# my booth & the season



## gypsyseagod (Jul 17, 2007)

i'm getting a late start on a new booth fer games(scottish highland games) & festivals- i've been out of the biz fer a few years & i'll take anything i may have missed. i got all my list together except fer the banners, signs, shirts, trailer & whatnot....i am looking @ a used horse trailer w/ my mods ( an old coke cooler , and- same thing but a hot box( a metal lined drink cooler w/ a heating element), the banners, tables, tent, mag. signs for the side, t-shirts,5 gal food buckets(icecream cooled style fer papa salad & mac salad).propane fer warming,fresh water tank.blackboard menu on an easel. bottle water for sale too - the $4.00 case from sam's @ $1.00 per bottle- thats $20 profit.ao much to add i may have to do it adobe acro style..... then help me if i ferget anything ... but to bud,tonto,bubba, anything off the beaten list ya can think of- help a brutha out....


----------



## smokehouse lanny (Jul 17, 2007)

Gypsy- For us fng's, what are your entree's?


----------



## gypsyseagod (Jul 17, 2007)

choice of 2 meats & 2 sides- sliced brisket,pulled pork,chix 1/4, or  sausage, papa salad, slaw,roasted corn, & pinto beans w/ a wedge of dill pickle & a slice of texas toast for  $7.00 plus bottled water for $1.00  we'll start w/ that & go from there.   oh yeah... dogs  for $1.50  i'm going cheap to get the volume sales.


----------



## pigcicles (Jul 17, 2007)

gypsyseagod have you looked through the thread gypsyseagod about competition list by Cheech. It should have a list of supplies that may be relevent to you.
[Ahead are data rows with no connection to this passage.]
PR #2430, opened 2023-02-12
Fix color code detection in OutputManager

### LINKED ISSUE #2341: Problem matchers do not work on colored output
**Describe the bug**
Color codes appear to affect regex matching of problem matchers 

**To Reproduce**
1. Create a problem matcher that matches plaintext, e.g. `"regexp": "Hello"`
1. Run an action that produces color output, for example: `bash -c "printf '\e[31mHello!\e(B\e[m\n'"`
1. Observe that no match appears in the actions output or inline on a PR "files" tab.

As a more real-life example, I have a PR with colored output and none of the expected annotations:
https://github.com/corewa-rs/corewars/actions/runs/3777317784/jobs/6421196314

**Expected behavior**
Most (all?) are written against plain (un-colored) text, but it would be nice to have colorized output in the action logs while still supporting colored output.

[This document](https://github.com/jsoref/actions-runner/blob/f9c2bf1dd72541bf039c3c5fa4129814181ca261/docs/adrs/0276-problem-matchers.md?plain=1#L113) indicates that color codes should be stripped before applying matchers.

Version of your runner?

## What's not working?
Please include error messages and screenshots.

## Job Log Output
If applicable, include the relevant part of the job / step log output here.  All sensitive information should already be masked out, but please double-check before pasting here.

If applicable, add relevant diagnostic log information.  Logs are located in the runner's `_diag` folder. The runner logs are prefixed with `Runner_` and the worker logs are prefixed with `Worker_`. Each job run correlates to a worker log.  All sensitive information should already be masked out, but please double-check before pasting here.

ian-h-chamberlain:
Fixes #2341 

This was a simple case of a mistaken translation from shell escape codes (which support octal `\NNN`) to C# (which only supports hex `\xNN` and `\uNNNN` in string literals, but does support octal `\NNN` in `Regex`). The test was passing because it also used incorrect escape codes, which matched the incorrect prefix.

Edit: manual testing against the original repro repo: https://github.com/ian-h-chamberlain/actions-color-repro/actions/runs/4157866967

### DIFF
--- a/src/Runner.Worker/Handlers/OutputManager.cs
+++ b/src/Runner.Worker/Handlers/OutputManager.cs
@@ -13,10 +13,10 @@ namespace GitHub.Runner.Worker.Handlers
 {
     public sealed class OutputManager : IDisposable
     {
-        private const string _colorCodePrefix = "\033[";
+        private const string _colorCodePrefix = "\x1b[";
         private const int _maxAttempts = 3;
         private const string _timeoutKey = "GITHUB_ACTIONS_RUNNER_ISSUE_MATCHER_TIMEOUT";
-        private static readonly Regex _colorCodeRegex = new(@"\x0033\[[0-9;]*m?", RegexOptions.Compiled | RegexOptions.CultureInvariant);
+        private static readonly Regex _colorCodeRegex = new(@"\x1b\[[0-9;]*m?", RegexOptions.Compiled | RegexOptions.CultureInvariant);
         private readonly IActionCommandManager _commandManager;
         private readonly ContainerInfo _container;
         private readonly IExecutionContext _executionContext;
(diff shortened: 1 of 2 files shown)


ian-h-chamberlain:
This was marked as stale, but as far as I know is still needed and the fix is still valid. Not sure if there's any way to unstale or get a review / CI besides just commenting here...

nchammas:
Since this PR was created, the main README has been updated with the following note:

https://github.com/actions/runner/blob/dde968bf5724d5b9ba7a759f9a114a305e2c76e7/README.md#L25

Given that, plus the silence from maintainers on this PR, I guess we are not going to see this merged.

I am hitting the same issue with problem matchers that you are trying to fix here. It's frustrating that we have to choose between contorting matcher regexes to handle color codes, or stripping color entirely from log output.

http://www.smokingmeatforums.com/for...ead.php?t=6226


----------



## smokehouse lanny (Jul 17, 2007)

Do you just do festivals or is it a regular catering operation? You don't do all that on one "side loader" do you?


----------



## gypsyseagod (Jul 21, 2007)

yeah we'll do it all(festivals,caterings,etc.) as i love money lol. i'm buying another brink to have 2 until i can get a real trailered pit.


----------